I remember my dad saving my friend who was choking on a piece of apple when we were wee. You must have been terrified, you were clearly meant to watch that show so that you would know what to do.

I honestly think everyone should learn basic first aid, what to do when someone is choking, how to deal with a major bleed and how to preform bystander CPR those types of things. you are something like 80% more likely to survive a cardiac arrest outside hospital if someone starts even poor quality (from a medical point of view) CPR than if no one does anything.

My mother tells some horrible stories of times spent visiting family in Belfast during the troubles, I cannot imagine that it was easy to live and work there during that time.

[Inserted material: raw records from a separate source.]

PR #2224, opened 2017-11-26
Encode signature to SSH compatible format in SshAuthenticationService

hagau:
## Description
Instead of returning the signature in native encoding, encode it according to RFC4253, RFC5656 & draft-ietf-curdle-ssh-ed25519

## How Has This Been Tested?
Tested with RSA, ECDSA & EdDSA. Testsuite finishes successfully.

## Types of changes


hagau:
DSA still fails.
- OpenSSH only supports DSA-(1024,160) (with SHA1...)
- OpenKeychain only supports DSA with a modulus > 1024bit
This PR implements (a fixed rough) signature encoding for DSA-(2048,256). I'm unsure whether supporting DSA at all makes any sense in this context.

OpenKeychain/src/main/java/org/sufficientlysecure/keychain/ssh/signature/SshSignature.java
```diff
@@ -0,0 +1,148 @@
...
+import org.bouncycastle.util.BigIntegers;
+import org.sufficientlysecure.keychain.pgp.UncachedPublicKey;
+import org.sufficientlysecure.keychain.ssh.key.SshEncodedData;
+import org.sufficientlysecure.keychain.ssh.utils.SshUtils;
+
+import java.io.IOException;
+import java.math.BigInteger;
+import java.security.NoSuchAlgorithmException;
+
+public class SshSignature {
```
Valodim: this whole class is only once instantiated and a single getter called on it. this would be more nicely done with a `SshSignatureConverter` that has a single public (optionally static) method `convertToSshSignature`. `SshSignature` sounds like it would be used for its data somewhere

OpenKeychain/src/main/java/org/sufficientlysecure/keychain/ssh/signature/SshSignature.java
```diff
@@ -0,0 +1,148 @@
...
+        mPublicKey = publicKey;
+    }
+
+    private String getSignatureType() throws NoSuchAlgorithmException {
+        switch (mAlgorithm) {
+            case PublicKeyAlgorithmTags.RSA_SIGN:
+            case PublicKeyAlgorithmTags.RSA_GENERAL:
+                return "ssh-rsa";
+            case PublicKeyAlgorithmTags.ECDSA:
+                return "ecdsa-sha2-"+ SshUtils.getCurveName(mPublicKey);
```
Valodim: Why pass the whole UncachedPublicKey here, *and* the algorithm? Either just pass the public key, or pass the algorithm + curve oid. I'd say the latter is nicer

OpenKeychain/src/main/java/org/sufficientlysecure/keychain/ssh/signature/SshSignature.java
```diff
@@ -0,0 +1,148 @@
...
+        SshEncodedData rsBlob = new SshEncodedData();
+        rsBlob.putMPInt(r);
+        rsBlob.putMPInt(s);
+
+        return getFinalSignature(rsBlob.getBytes());
+    }
+
+    private BigInteger getR(byte[] rawSignature) throws IOException {
+        ASN1Sequence asn1Sequence = getASN1Sequence(rawSignature);
+        return ASN1Integer.getInstance(asn1Sequence.getObjectAt(0)).getValue();
```
Valodim: do we ever expect those to fail? It's kind of weird for a "convert this to that" method to throw an `IOException`, if this is an "should never happen" deal you can just throw an IllegalStateException

OpenKeychain/src/main/java/org/sufficientlysecure/keychain/remote/SshAuthenticationService.java
```diff
@@ -141,12 +147,22 @@ private Intent authenticate(Intent data) {
...
         long authSubKeyId;
+        int authSubKeyAlgorithm;
+        CanonicalizedPublicKey authSubPublicKey = null;
         try {
             // get first usable subkey capable of authentication
             authSubKeyId = cachedPublicKeyRing.getSecretAuthenticationId();
+            // needed for encoding the resulting signature
+            authSubKeyAlgorithm = getPublicKey(masterKeyId).getAlgorithm();
+            if (authSubKeyAlgorithm == PublicKeyAlgorithmTags.ECDSA) {
+                authSubPublicKey = getPublicKey(masterKeyId);
```
Valodim: using implicit knowledge here that `SshSignature` only requires the key object for ECDSA couples these classes tighter than necessary. this should go away if you juts pass algorithm + curveOid

hagau: Yes, thanks. SshSignature was rather badly designed. It's now SshSignatureConverter with a static methods for converting ECDSA signatures and a static method for the rest.

OpenKeychain/src/main/java/org/sufficientlysecure/keychain/ssh/utils/SshUtils.java
```diff
@@ -0,0 +1,57 @@
...
+                return     "1.3.132.0.16";
+            case "1.3.132.0.36":
+                return     "1.3.132.0.36";
+            case "1.3.132.0.37":
+                return     "1.3.132.0.37";
+            case "1.3.132.0.38":
+                return     "1.3.132.0.38";
+
+            default:
+                return null;
```
Valodim: this will invariably lead to a NullPointerException, won't it?

OpenKeychain/src/main/java/org/sufficientlysecure/keychain/ssh/utils/SshUtils.java
```diff
@@ -0,0 +1,57 @@
...
+            case "1.3.132.0.1":
+                return     "1.3.132.0.1";
+            case "1.2.840.10045.3.1.1":
+                return  "1.2.840.10045.3.1.1";
+            case "1.3.132.0.33":
+                return     "1.3.132.0.33";
+            case "1.3.132.0.26":
+                return     "1.3.132.0.26";
+            case "1.3.132.0.27":
+                return     "1.3.132.0.27";
```
Valodim: whitespace

OpenKeychain/src/main/java/org/sufficientlysecure/keychain/ssh/signature/SshSignatureConverter.java
```diff
@@ -0,0 +1,137 @@
...
+import org.bouncycastle.bcpg.PublicKeyAlgorithmTags;
+import org.bouncycastle.util.BigIntegers;
+import org.sufficientlysecure.keychain.ssh.key.SshEncodedData;
+import org.sufficientlysecure.keychain.ssh.utils.SshUtils;
+
+import java.io.IOException;
+import java.math.BigInteger;
+import java.security.NoSuchAlgorithmException;
+
+public class SshSignatureConverter {
```
Valodim: care to add a bunch of tests to this class? just pin it down with a couple of input/output pairs

OpenKeychain/src/test/java/org/sufficientlysecure/keychain/ssh/signature/SshSignatureConverterTest.java
```diff
@@ -0,0 +1,180 @@
...
+import org.sufficientlysecure.keychain.KeychainTestRunner;
+
+
+@RunWith(KeychainTestRunner.class)
+public class SshSignatureConverterTest {
+
+    private final static String sCurveOidNistP256 = "1.2.840.10045.3.1.7";
+
+    private final static int[] sRawEcDsaSignatureInt = {
+            0x30, 0x46,
```
Valodim: these can be nicely represented as hex strings with `Hex.decode()`, which also saves the `int[]` hack

hagau: Ah yes thanks, in hindsight I should have known there would be such a utility function used somewhere in OpenKeychain

PR #2227, opened 2017-11-28
Use different approach for whitelisting usb security tokens

Valodim:
The previous approach to usb whitelisting (added in 0920d9757228930ddc44ae802b6a18fb0f4e96a1, removed again in 1f7c7f49d481efd8e59e08b3d23023e2fc92cf75) didn't actually work, since communication errors happened before the check was ever called. This PR adds a similar check, but much earlier in the procedure and in the UsbTransport only.

## How Has This Been Tested?
Not at all, so far :)

## Types of changes


dschuermann:
👍 Manually tested with devices.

MegL wrote on September 23, 2016, 5:18 PM

A friend came rushing in a few years ago to say she had been on the phone to someone when they just stopped talking and the phone dropped. The person wasn't far away so we rushed down. My husband broke into the house and the friend and I tcame in to find her friend lying on the floor.. I knew he was dead, it was more than 3 minutes from the phone dropped. We tried CPR until the ambulance arrived but we were too late.

Last Edited: September 23, 2016, 5:19 PM

melody23 wrote on September 23, 2016, 5:27 PM

I am sorry, that must have been a horrible thing to go through. In fairness that is the way most of us would like to go if given the chance to choose, just talking to a friend one minute and gone the next with no idea that was going to happen

MegL wrote on September 23, 2016, 7:09 PM

Yes, that's very true. I had never met him previously, though I had heard of him. It was certainly a quick way to go, problem was, he was only 51.